Dr Jawad Fares receiving the award - Source Picture from Bint Jbeil Website

The Lebanese, son of the south, Dr. Jawad Youssef Fares, received the King Hussein Award for Cancer Research for the year 2022, which is the award for an emerging researcher in the international track.


Dr. Faris has multiple publications in high-impact journals such as PNAS, Translational Medicine for Science, and most recently in The Lancet Oncology.


His first paper, in The Lancet Oncology, describes the first use in humans of neural stem cells to deliver an implicated adenovirus in newly diagnosed patients with malignant glioma. Dr. Fares continues his research at Northwestern University's McGaw Medical Center.


The Hussein Prize for Cancer Research was launched in the year 2020, to enhance research efforts related to cancer in the Arab world, and in memory of the late King Hussein bin Talal of Jordan, who has always believed in the importance of cancer research; The award honors distinguished Arab researchers in the research field, whether they are researchers with long experience or promising ones.

The award aims to raise the level of Arab research and development, in order to understand the characteristics of cancer in the Arab region, and to study Arab genes in particular, so that we can confront the disease and overcome it by advanced scientific methods.
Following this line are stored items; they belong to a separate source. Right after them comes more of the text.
PR #354, opened 2024-02-12
Use include_directories for llvm includes under compiler

coldav:
# Overview

Use include_directories for llvm includes under compiler

# Reason for change

llvm suggests using include_directories for llvm projects and it is currently does not feel very clean.

# Description of change

At the moment we effectively add target include directories by having dependencies on multi_llvm which in itself adds the target include directories.

llvm suggests using include_directories for llvm projects and adding it at the compiler level feels a cleaner solution.

### DIFF
--- a/source/vk/CMakeLists.txt
+++ b/source/vk/CMakeLists.txt
@@ -90,6 +90,11 @@ target_include_directories(VK PUBLIC
   ${CMAKE_CURRENT_SOURCE_DIR}/include)
 target_include_directories(VK SYSTEM PUBLIC
   ${CMAKE_CURRENT_SOURCE_DIR}/external/Khronos/include)
+
+# TODO: has some llvm dependencies via spirv-ll/module.h. This should be looked at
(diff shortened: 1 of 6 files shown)


RossBrunton (approved):

source/vk/CMakeLists.txt
```diff
@@ -90,6 +90,11 @@ target_include_directories(VK PUBLIC
   ${CMAKE_CURRENT_SOURCE_DIR}/include)
 target_include_directories(VK SYSTEM PUBLIC
   ${CMAKE_CURRENT_SOURCE_DIR}/external/Khronos/include)
+
+# TODO: has some llvm dependencies via spirv/module.h. This should be looked at
```
frasercrmck, line 94: Just to check  - do you mean `spirv-ll/module.h` here?

coldav: updated comment

frasercrmck (approved):

PR #355, opened 2024-02-12
[compiler] Fix in-tree detection of clang includes/libs

frasercrmck:
1. When building against an in-tree LLVM, the clang headers are not in the same place as the LLVM headers, as in a pre-installed build.
2. When building against an in-tree LLVM, we don't have to provide the full paths to the (static) clang libraries we link against, because the libnames should already be library targets, which will be correctly resolved to the correct built in-tree libraries.

### DIFF
--- a/modules/compiler/source/base/CMakeLists.txt
+++ b/modules/compiler/source/base/CMakeLists.txt
@@ -70,6 +70,23 @@ target_include_directories(compiler-base PUBLIC
 target_include_directories(compiler-base SYSTEM PUBLIC
   ${spirv-headers_SOURCE_DIR}/include)
 
+if(OCK_IN_LLVM_TREE)
+  # When in-tree, we must explicitly specify the clang include directories, as
+  # they are not in the same place as the generic LLVM includes, as in a
+  # pre-installed LLVM.
+  if(NOT "clang" IN_LIST LLVM_ENABLE_PROJECTS
+      OR "${LLVM_EXTERNAL_CLANG_SOURCE_DIR}" STREQUAL "")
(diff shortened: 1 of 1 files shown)


modules/compiler/source/base/CMakeLists.txt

Prince Talal bin Muhammad, representing King Abdullah II of Jordan, honored the researchers who won the Hussein Prize for Cancer Research for the year 2022, at a ceremony organized by the King Hussein Cancer Foundation in the Jordanian capital, Amman, in the presence of the Chair of the Board of Trustees of the King Hussein Cancer Foundation and Center, Princess Ghida Talal and Princess Sumaya bint El Hassan.
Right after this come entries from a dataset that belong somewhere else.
PR #358, opened 2024-02-13
Replacing the ock-demo workflow to use multiple jobs for its components instead of using the same workflow.

MaryaSharf:
# Overview

Replacing the workflow of creating oneapi demo to use multiple jobs for its components instead of using the same workflow.

### DIFF
--- a/.github/actions/build_portBLAS_action/action.yml
+++ b/.github/actions/build_portBLAS_action/action.yml
@@ -14,17 +14,39 @@ runs:
       shell: bash
       run: git clone --recursive https://github.com/codeplaysoftware/portBLAS
 
+       # installs tools, ninja, installs llvm and sets up sccahe
+    - name: setup ubuntu
+      uses:  ./.github/actions/setup_ubuntu_build
+
+    - name: Get Intel OneAPI BaseToolkit
+      shell: bash
+      run: |
+        wget "https://github.com/intel/llvm/releases/download/nightly-2024-02-08/sycl_linux.tar.gz"
+        mkdir linux_nightly_release
+        tar -xzf sycl_linux.tar.gz -C linux_nightly_release
+
     - name: Set up Environment and Build portBLAS
       shell: bash
       run: |
-        ls
-        export LD_LIBRARY_PATH=${{ inputs.workspace }}/linux_nightly_release/lib:$LD_LIBRARY_PATH
-        export CMAKE_CXX_COMPILER=${{ inputs.workspace }}/linux_nightly_release/bin/clang++
-        export CMAKE_C_COMPILER=${{ inputs.workspace }}/linux_nightly_release/bin/clang
+        export LD_LIBRARY_PATH=$(pwd)/linux_nightly_release/lib:$LD_LIBRARY_PATH
+        export CMAKE_CXX_COMPILER=$(pwd)/linux_nightly_release/bin/clang++
+        export CMAKE_C_COMPILER=$(pwd)/linux_nightly_release/bin/clang
         export OCL_ICD_FILENAMES=${{ inputs.workspace }}/install/lib/libCL.so
-        export CXX=${{ inputs.workspace }}/linux_nightly_release/bin/clang++
+        export CXX=$(pwd)/linux_nightly_release/bin/clang++
+
         # Note: With default options enabled, portBLAS supports complex math using
         # <ext/oneapi/experimental/sycl_complex.hpp>. It was removed in DPC++ in 0b5757bf.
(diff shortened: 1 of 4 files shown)


MaryaSharf:
I'll remove the trigger on PR once it runs completely and successfully. 
Next step is to update the getting_started guide.

coldav (approved):

.github/actions/build_portBLAS_action/action.yml
```diff
@@ -17,12 +17,13 @@ runs:
     - name: Set up Environment and Build portBLAS
       shell: bash
       run: |
-        ls
-        export LD_LIBRARY_PATH=${{ inputs.workspace }}/linux_nightly_release/lib:$LD_LIBRARY_PATH
-        export CMAKE_CXX_COMPILER=${{ inputs.workspace }}/linux_nightly_release/bin/clang++
-        export CMAKE_C_COMPILER=${{ inputs.workspace }}/linux_nightly_release/bin/clang
+        export LD_LIBRARY_PATH=${{ inputs.workspace }}/intel/oneapi/compiler/2024.0/lib/libsycl.so:${{ inputs.workspace }}/intel/oneapi/compiler/2024.0/lib:$LD_LIBRARY_PATH
```
frasercrmck, line 20: Does setting `LD_LIBRARY_PATH` to a specific `.so` actually do anything? I've have thought that pointing it to `/lib` as you're also doing would be enough.

.github/actions/build_portDNN_action/action.yml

Princess Ghida Talal said during the ceremony: "By celebrating this year the achievements of the Hussein Prize for Cancer Research winners, we pledge to advance cancer research in the Arab world for a future in which cancer will not have the last word, God willing." Prince Talal bin Muhammad handed shields to seven winners from Jordan, the United Arab Emirates, Lebanon, and the United States of America.


Out of 137 advanced researchers from 16 countries, all participants underwent an evaluation by a specialized jury for each category based on the principles of the award criteria, defined by the category of submission.